PerfMemPlus: A Tool for Automatic Discovery of Memory Performance Problems
Performance Analysis and Optimization
TimeTuesday, June 18th1:45pm - 2:15pm CEST
LocationAnalog 1, 2
DescriptionIn high-performance computing many performance problems are caused by the memory system. Because such performance bugs are hard to identify, analysis tools play an important role in performance optimization.
Today’s processors offer feature-rich performance monitoring units with support for instruction sampling but existing tools only partially use this data.
Previously, performance counters were used to measure the memory bandwidth.
But the attribution of high bandwidth to source code has been difficult and imprecise.

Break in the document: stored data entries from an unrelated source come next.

PR #1638, opened 2023-08-15
chore(tedious): support new tedious versions 15, 16

blumamir:
replaces: #1521 

When the tedious instrumentations was written, the latest version was 14.
Since then, `tedious` package released versions 15 and 16, for which renovate opened to following PRs: #1403  #1521 .
So it turns out that tedious is already compatible and patches new versions. This PR is only about aligning the supported versions and update the tests to use new tedious versions.

Prior to this PR, the instrumentation was [patching version range](https://github.com/open-telemetry/opentelemetry-js-contrib/blob/b3d30afe7376760d211b20c4fb45988ac58c1d85/plugins/node/instrumentation-tedious/src/instrumentation.ts#L77) `*`, which isn't very safe as new major versions can introduce breaking changes which the instrumentation might not be ready for.

This PR replaces the unmergable renovate PR, by introducing the following changes:
1. Cap the maximum supported version to latest (16) instead of `*`. This algins the instrumentation to the practice which is common in this repo and safer.
2. Update the README to advertise the supported versions range accordingly
3. Add the new versions to TAV.
4. Do not run tedious `tav` for node 14, as the new versions dropped support for it which obviously fails to install in node 14.
5. Upgrade the tedious version for `npm run test` to use the most downloaded version which is not 16 (which dropped support for node 14) - `15.1.3`,  and the `"@types/tedious"` to latest - `^4.0.9`

As I am using a mac with apple chip, for which the `mcr.microsoft.com/mssql/server:2017-latest` docker image has no compatible distribution, I am not able to run the unit-tests locally, so uploading it here to test on CI. If you are aware of a better workflow, please let me know.


blumamir:
I wasn't able to make tests green for tedious >=16 and node 14.

Documented the task in #1656 and fixed the repo code to cap support at the last testable version which is 15.

PR #1653, opened 2023-08-28
chore: align @types/node version to core and disable it in renovate

blumamir:
This PR replaces: #1617.

It pins the version of `"@types/node"` across the repo to use a single version - `18.6.5`, the one we are currently using in core repo, and disables renovate from creating PRs to bump the version.

We don't want to depend on newer features of node by accident. See also: https://github.com/open-telemetry/opentelemetry-js/pull/4091


pichlermarc (approved):
Looks good; thanks for taking care of this. :slightly_smiling_face:

PR #1646, opened 2023-08-23
chore(deps): update dependency semver to v7.5.4

AasthaMehtaTech:
## Which problem is this PR solving?
- This PR updates semver version in [opentelemetry-instrumentation-dns](https://github.com/open-telemetry/opentelemetry-js-contrib/blob/main/plugins/node/opentelemetry-instrumentation-dns/package.json#L67) in order to fix https://security.snyk.io/vuln/SNYK-JS-SEMVER-3247795

## Short description of the changes
- After this PR, the version for semver will be upgraded & aligned with other opentelemetry packages in this monorepo.

PR #1654, opened 2023-08-29
fix(instrumentation-dns): use caret range for semver regular dependency

blumamir:
#1646 fixed the version of "semver" in the repo, but I accidentally merged it without noticing that it pinned a regular dependency (not dev) to a specific version which does not follow our conventions as documented [here](https://github.com/open-telemetry/opentelemetry-js/blob/main/doc/GUIDELINES.md#third-party-library-dependencies).

This PR is to fix this. After it is merged, the "semver" versions in the repo should be aligned correctly


pichlermarc (approved):
Thanks! :slightly_smiling_face:

PR #1655, opened 2023-08-29
chore(tedious): align supported versions in code tests and docs

blumamir:
Tedious instrumentation has some inconsistencies with it's supported range of versions.

- It claims to support all `tedious` versions (`*`) which is something we want to avoid, as new major versions might introduce breaking changes for which the instrumentation is not prepared and might potentially harm end users' app stability
- It does not include new versions in `tav` which means the instrumentation will attempt patching for versions for which we never run a test to verify compatibility.
- The supported versions range in docs is not the same as what's in the code.

This PR fixes those 3 issues.

As for August 2023, tedious have a new major version 16, which dropped support for node 14, thus we are unable to run our CI tests properly on it. I attempted to fix this in #1638 , but since mssql does not publish docker version for my mac apple chip, I am not able to run the test locally.

I will document this in an issue and wait for us to drop node14 support or for someone with motivation to pick this up and fix the tests so the CI is green.


pichlermarc (approved):
Thanks :slightly_smiling_face:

We introduce a novel method for identifying performance degrading bandwidth usage and attributing it to specific objects and source code lines.
This paper also introduces a new method for false sharing detection.
It can differentiate false and true sharing, identify objects and source code lines where the accesses to falsely shared objects are happening.
It can uncover false sharing, which has been overlooked by previous tools.
PerfMemPlus automatically reports those issues by using instruction sampling data captured with a single profiling run.
This simplifies the tedious search for the location of performance problems in complex code.
The tool design is simple, provides support for many existing and upcoming processors and the recorded data can be easily used in future research.
We show that PerfMemPlus can automatically report performance problems without producing false positives.
Additionally, we present case studies that show how PerfMemPlus can pinpoint memory performance problems in the PARSEC benchmarks and machine learning applications.